Немного погодя профессор Даумантас, хмурый и сосредоточенный, в своем крахмальном воротничке, в твердой шляпе и с перчатками в руке, вышел на крыльцо. Руки у него были слегка растопырены, как у мальчика, который боится помять воскресный костюмчик.

Скосив глаза, он увидел приставший к лацкану сухой стебелек, углом рта подул на него, озабоченно похлопал перчаткой и, не заметив, что стебелек остался на месте, стал натягивать перчатки.

Старая лошадь, на которой Ядвига затягивала подпругу, тяжело вздохнула и вдруг насторожила уши, услышав пронзительное тонкое повизгивание.

— Тьфу ты господи! — с досадой проговорила Ядвига, оборачиваясь.

Оняле, не переставая визжать, на мгновение повисла на ветке, затем, разжав руки, шлепнулась на землю, вскочила и опрометью кинулась к калитке. Несколько раз нетерпеливо дернув ржавый засов, она наконец сдвинула его с места, рванула к себе калитку и выбежала в поле.

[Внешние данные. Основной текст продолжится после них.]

PR #597, opened 2022-08-18
caldav: add email for calendar user

anarute:
Currently our username and email don't match so if these values
are different the calendar event won't be displayed in the user's
calendar.

### DIFF
--- a/config/config.php
+++ b/config/config.php
@@ -332,6 +332,7 @@ define('CALENDAR_URL', '');
 define('CALENDAR_ID', '');
 define('CALENDAR_USERNAME', '');
 define('CALENDAR_PASSWORD', '');
+define('CALENDAR_EMAIL', '');
 
 /**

— Что это?.. Что это такое? — в изумлении спрашивал профессор, но Ядвига не слышала его, не отвечала. Бледная от волнения, она смотрела в пустой квадрат распахнутой калитки.

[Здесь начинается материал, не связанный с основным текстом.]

PR #757, opened 2023-12-29
Create template modal

negreirosleo:
Create save task as template modal.

Instead of having controlled inputs and react query I tried using the new server actions from next js v14 to submit the form. I like the result of it, it save us from writing more code to track the fetch states, and having to use more hooks.

[Screencast from 2023-12-29 18-23-09.webm](https://github.com/Igalia/phpreport/assets/20492786/039547b6-8327-4eb4-8152-e7eac06136ff)


frontend/src/infra/template/createTemplate.ts
```diff
@@ -0,0 +1,34 @@
...
+import { ApiClient } from '../lib/apiClient'
+import { BaseError } from '@/_lib/errors/BaseError'
+
+const createTemplateError = (message = 'Failed to create template') => {
+  const name = 'CreateTemplateError'
+
+  return new BaseError({ message, name, code: name })
+}
+
+export const makeCreateTemplate = (apiClient: ApiClient) => async (template: TemplateIntent) => {
```
anarute, line 11: It's a bit confusing that this is called `makeCreateTemplate` instead of `createTemplate` like we have the other infra methods: `createTask`, `deleteTask`, etc.

I would rename this one to `createTemplate` to keep the same pattern and rename the action `createTemplate` to `createTemplateAction`.

anarute (approved):
Other than the naming nit, looks good to me! I also tested locally and it works well.

dmtrek14 (approved):
I agree with @anarute on the naming, but this otherwise looks good to me.

frontend/src/infra/template/createTemplate.ts
negreirosleo: I named it `makeCreateTemplate` because its a function that creates another function. I actually started with `createTemplateAction` but I thought it could be mistaken by "creating a template-action".

This pattern for naming is common for function factories in the js environment, you can even check an example on this DI container lib:

https://github.com/jeffijoe/awilix

```ts
// Let's try with a factory function.
const makeUserService = ({ db }) => {
  // Notice how we can use destructuring
  // to access dependencies
  return {
    getUser: id => {
      return db.query(`select * from users where id=${id}`)
    }
  }
}
```

negreirosleo: Check how it looks on the code:
```ts
  const apiClient = await serverFetch()
  const createTemplate = makeCreateTemplate(apiClient)
  ```
  
  the `createTemplate` function is the function that is returned by `makeCreateTemplate`

anarute: Ok let's leave it like this then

Затихшее в отдалении повизгивание через минуту снова послышалось где-то поблизости, — веселое, радостное. В калитке возникла высокая прямая фигура старой Юлии. Она вошла во двор с обычным своим невозмутимым видом, будто только на минуту отлучалась куда-то и вот вернулась назад. Но вид у нее был слегка смущенный. Да и было от чего. Маленькая батрачка Оняле, широко размахивая одной рукой, другой бесцеремонно тащила за собой старую хозяйку, точно вводила ее в собственный ее дом, и при этом ликующе повизгивала.

Уже на середине двора Юлия опомнилась, выдернула у Оняле руку и одна пошла к крыльцу. Ядвига кинулась к матери, обняла ее и неловко поцеловала сзади в шею, так как Юлия не повернула к ней головы.

— Ну-ну, — пробормотала она. — Чего вы тут переполошились?

— Они тебя отпустили?

— Отпустили! Только не поднимайте вы такого шума! Я вижу, никто и не подумал с утра гусей покормить?

У Ядвиги округлились глаза, она всплеснула руками, потянулась к лицу матери, но так и не осмелилась коснуться свежего шрама, пересекавшего щеку.

— Господи… Они тебя?.. — И, отвернувшись, она заплакала, закрывая лицо руками.

Юлия раздраженно пожала плечами, повернулась, чтоб уйти в дом, и тут заметила Аляну, которая пристально смотрела ей в лицо, прямо на полосу запекшейся крови.

— И ты уставилась! — сказала она. — Царапины не видела, что ли?

— Сволочи! — сквозь стиснутые зубы со сдержанной ненавистью проговорила Аляна. — О, сволочи!..

Юлия медленно разжала губы в неожиданной невеселой усмешке.

— Честное слово, ты больше похожа на мою родную дочь, чем эта бедная плакса… — Она дружелюбно толкнула Аляну в плечо и, быстро поднявшись по ступенькам, снова наткнулась на Оняле.

— Постой, — сказала она девочке, когда та хотела юркнуть мимо. — Скажи мне, отчего ты пищала?

— Разве я пищала? — сказала Оняле и на всякий случай сделала глупое лицо.

— Да. Отчего ты это делала?

Оняле сообразила, что хозяйка не сердится. Тогда у девочки сразу стало опять смышленое, даже хитроватое лицо. Она пискнула, ухмыльнулась и спросила:

— Так?

— Ну да, да, так. Почему ты это делала?

— Просто так… Это я так радовалась.

— Вот мне и показалось, — с задумчивым недоумением кивнула Юлия. — Чему же ты радовалась? Что я вернулась?

Оняле утвердительно кивнула.

Юлия продолжала на нее смотреть — не добрыми и не злыми, а только необыкновенно внимательными глазами, точно увидела ее в первый раз в жизни.